### Task statement:
Take the entries below and give them back exactly. Leave out nothing.

○ ○ ○ ○ ○

Issue #8996, opened 2022-06-08
[Gallery][Android] Commandbar- For 'Material Page' Close button is missing in light theme.


sakshi173:
### Current behavior

![Close button issue](https://user-images.githubusercontent.com/74563602/172694442-7682a158-b797-430c-9901-95a5721b44ce.png)

### Expected behavior

![Close button](https://user-images.githubusercontent.com/74563602/172694469-69ed6c97-6524-428a-84c2-f9775f39618f.png)

### How to reproduce it (as minimally and precisely as possible)

1. Open Uno Gallery APP
2. Tap Burger Menu on the left top right.
3. Click on the Light/Dark theme change toggle button.
4. Notice that the app is displaying in the Light theme.
5. Tap "CommandBar" from the "Component" list.
6. Tap on the 'Show Sample' button.
7. Observe that the Close button is missing on the top header.

### Affected platforms

Android

sakshi173:
@jeromelaban ,This issue is still present, please look into it.

Youssef1313:
This might get fixed by. https://github.com/unoplatform/uno/pull/12691

agneszitte:
@sakshi173 now that https://github.com/unoplatform/uno/pull/12691 is merged, can you confirm if this is still happening on latest canary build please

sakshi173:
@agneszitte , I retested but this issue is still present.

MartinZikmund:
Might still be relevant to Skia targets in general

MartinZikmund:
# Repro generator

This issue was classified as not reproducible with a code sample or test.

**Reason:** Native platform-specific (iOS/Android/SkiaGtk) CommandBar styling issue in Gallery.

PR #12503, opened 2023-06-02
fix: AppBarButton icon color for native renderers

kazo0:
related https://github.com/unoplatform/nventive-private/issues/487
related https://github.com/unoplatform/uno/issues/8996

## PR Type

- Bugfix

Setting the Foreground property of a BitmapIcon has no effect when being used within the native renderers for CommandBar on iOS/Android

## What is the new behavior?

Foreground on BitmapIcon is respected and takes precedence over the Foreground of the AppBarButton

### DIFF
--- a/src/Uno.UI/Controls/CommandBar/AppBarButtonExtensions.cs
+++ b/src/Uno.UI/Controls/CommandBar/AppBarButtonExtensions.cs
@@ -1,0 +1,36 @@
+﻿#nullable enable
+using System;
+using System.Collections.Generic;
+using System.Linq;
+using System.Text;
+using System.Threading.Tasks;
+using Windows.UI;
+using Windows.UI.Xaml;
+using Windows.UI.Xaml.Controls;
+using Windows.UI.Xaml.Media;
+
+namespace Uno.UI
+{
+	internal static class AppBarButtonExtensions
+	{
+		public static bool TryGetIconColor(this AppBarButton appBarButton, out Color iconColor)
+		{
+			iconColor = default;
+
+			if (appBarButton.Icon?.ReadLocalValue(IconElement.ForegroundProperty) != DependencyProperty.UnsetValue &&
+				Brush.TryGetColorWithOpacity(appBarButton.Icon?.Foreground, out var iconForeground))
+			{
+				iconColor = iconForeground;
+				return true;
+			}
+
+			if (Brush.TryGetColorWithOpacity(appBarButton.Foreground, out var buttonForeground))
+			{
+				iconColor = buttonForeground;
+				return true;
+			}
+
+			return false;
+		}
+	}
+}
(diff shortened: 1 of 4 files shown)


ajpinedam (approved):
Nice!

agneszitte (approved):

src/Uno.UI/Controls/CommandBar/AppBarButtonExtensions.cs
```diff
@@ -0,0 +1,37 @@
...
+			{
+				iconColor = buttonForeground;
+				return true;
+			}
+
+			return false;
+		}
+	}
+}
+#nullable disable
```
Youssef1313, line 37: This doesn't have any effect at the end of the file

src/Uno.UI/Controls/CommandBar/AppBarButtonRenderer.Android.cs
```diff
@@ -152,14 +152,13 @@ protected override void Render()
...
-			var foregroundOpacity = foreground?.Opacity ?? 0;
+			var foregroundOpacity = 0d;
 			if (native.Icon != null)
 			{
-				if (foreground != null)
+				if (element.TryGetIconColor(out var iconColor))
 				{
-					DrawableCompat.SetTint(native.Icon, (Android.Graphics.Color)foreground.Color);
+					foregroundOpacity = iconColor.A / 255d;
+					DrawableCompat.SetTint(native.Icon, (Android.Graphics.Color)iconColor);
```
jeromelaban, line 161: We should be able to UI tests those changes, right? Runtime should be ok now as well.

src/Uno.UI/Controls/CommandBar/AppBarButtonRenderer.Android.cs
```diff
@@ -98,6 +96,21 @@ protected override void Render()
 						native.SetTitle(null);
 						break;
 
+					case FontIcon: // not supported
+					case PathIcon: // not supported
+					case SymbolIcon: // not supported
```
Youssef1313, line 101: This is reverting https://github.com/unoplatform/uno/pull/12691

kazo0: Doesn't the effectively achieve the same thing? And it also adds back to the warning log for when an unsupported IconElement is used?

Youssef1313: The thing is that IconElement is now supported. They work through the `case FrameworkElement`, that's why I merged the two switch statements using `iconOrContent`

kazo0: Omg you're right! Ok so it just uses the wrapper, oh wow I can't believe I didn't realize we could do that!

Alright I will keep this and also make a PR in Toolkit for NavigationBar also handles this!

jeromelaban:
@kazo0 is this PR still needed?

○ ○ ○ ○ ○

### Output below:
Issue #8996, opened 2022-06-08
[Gallery][Android] Commandbar- For 'Material Page' Close button is missing in light theme.


sakshi173:
### Current behavior

![Close button issue](https://user-images.githubusercontent.com/74563602/172694442-7682a158-b797-430c-9901-95a5721b44ce.png)

### Expected behavior

![Close button](https://user-images.githubusercontent.com/74563602/172694469-69ed6c97-6524-428a-84c2-f9775f39618f.png)

### How to reproduce it (as minimally and precisely as possible)

1. Open Uno Gallery APP
2. Tap Burger Menu on the left top right.
3. Click on the Light/Dark theme change toggle button.
4. Notice that the app is displaying in the Light theme.
5. Tap "CommandBar" from the "Component" list.
6. Tap on the 'Show Sample' button.
7. Observe that the Close button is missing on the top header.

### Affected platforms

Android

sakshi173:
@jeromelaban ,This issue is still present, please look into it.

Youssef1313:
This might get fixed by. https://github.com/unoplatform/uno/pull/12691

agneszitte:
@sakshi173 now that https://github.com/unoplatform/uno/pull/12691 is merged, can you confirm if this is still happening on latest canary build please

sakshi173:
@agneszitte , I retested but this issue is still present.

MartinZikmund:
Might still be relevant to Skia targets in general

MartinZikmund:
# Repro generator

This issue was classified as not reproducible with a code sample or test.

**Reason:** Native platform-specific (iOS/Android/SkiaGtk) CommandBar styling issue in Gallery.

PR #12503, opened 2023-06-02
fix: AppBarButton icon color for native renderers

kazo0:
related https://github.com/unoplatform/nventive-private/issues/487
related https://github.com/unoplatform/uno/issues/8996

## PR Type

- Bugfix

Setting the Foreground property of a BitmapIcon has no effect when being used within the native renderers for CommandBar on iOS/Android

## What is the new behavior?

Foreground on BitmapIcon is respected and takes precedence over the Foreground of the AppBarButton

### DIFF
--- a/src/Uno.UI/Controls/CommandBar/AppBarButtonExtensions.cs
+++ b/src/Uno.UI/Controls/CommandBar/AppBarButtonExtensions.cs
@@ -1,0 +1,36 @@
+﻿#nullable enable
+using System;
+using System.Collections.Generic;
+using System.Linq;
+using System.Text;
+using System.Threading.Tasks;
+using Windows.UI;
+using Windows.UI.Xaml;
+using Windows.UI.Xaml.Controls;
+using Windows.UI.Xaml.Media;
+
+namespace Uno.UI
+{
+	internal static class AppBarButtonExtensions
+	{
+		public static bool TryGetIconColor(this AppBarButton appBarButton, out Color iconColor)
+		{
+			iconColor = default;
+
+			if (appBarButton.Icon?.ReadLocalValue(IconElement.ForegroundProperty) != DependencyProperty.UnsetValue &&
+				Brush.TryGetColorWithOpacity(appBarButton.Icon?.Foreground, out var iconForeground))
+			{
+				iconColor = iconForeground;
+				return true;
+			}
+
+			if (Brush.TryGetColorWithOpacity(appBarButton.Foreground, out var buttonForeground))
+			{
+				iconColor = buttonForeground;
+				return true;
+			}
+
+			return false;
+		}
+	}
+}
(diff shortened: 1 of 4 files shown)


ajpinedam (approved):
Nice!

agneszitte (approved):

src/Uno.UI/Controls/CommandBar/AppBarButtonExtensions.cs
```diff
@@ -0,0 +1,37 @@
...
+			{
+				iconColor = buttonForeground;
+				return true;
+			}
+
+			return false;
+		}
+	}
+}
+#nullable disable
```
Youssef1313, line 37: This doesn't have any effect at the end of the file

src/Uno.UI/Controls/CommandBar/AppBarButtonRenderer.Android.cs
```diff
@@ -152,14 +152,13 @@ protected override void Render()
...
-			var foregroundOpacity = foreground?.Opacity ?? 0;
+			var foregroundOpacity = 0d;
 			if (native.Icon != null)
 			{
-				if (foreground != null)
+				if (element.TryGetIconColor(out var iconColor))
 				{
-					DrawableCompat.SetTint(native.Icon, (Android.Graphics.Color)foreground.Color);
+					foregroundOpacity = iconColor.A / 255d;
+					DrawableCompat.SetTint(native.Icon, (Android.Graphics.Color)iconColor);
```
jeromelaban, line 161: We should be able to UI tests those changes, right? Runtime should be ok now as well.

src/Uno.UI/Controls/CommandBar/AppBarButtonRenderer.Android.cs
```diff
@@ -98,6 +96,21 @@ protected override void Render()
 						native.SetTitle(null);
 						break;
 
+					case FontIcon: // not supported
+					case PathIcon: // not supported
+					case SymbolIcon: // not supported
```
Youssef1313, line 101: This is reverting https://github.com/unoplatform/uno/pull/12691

kazo0: Doesn't the effectively achieve the same thing? And it also adds back to the warning log for when an unsupported IconElement is used?

Youssef1313: The thing is that IconElement is now supported. They work through the `case FrameworkElement`, that's why I merged the two switch statements using `iconOrContent`

kazo0: Omg you're right! Ok so it just uses the wrapper, oh wow I can't believe I didn't realize we could do that!

Alright I will keep this and also make a PR in Toolkit for NavigationBar also handles this!

jeromelaban:
@kazo0 is this PR still needed?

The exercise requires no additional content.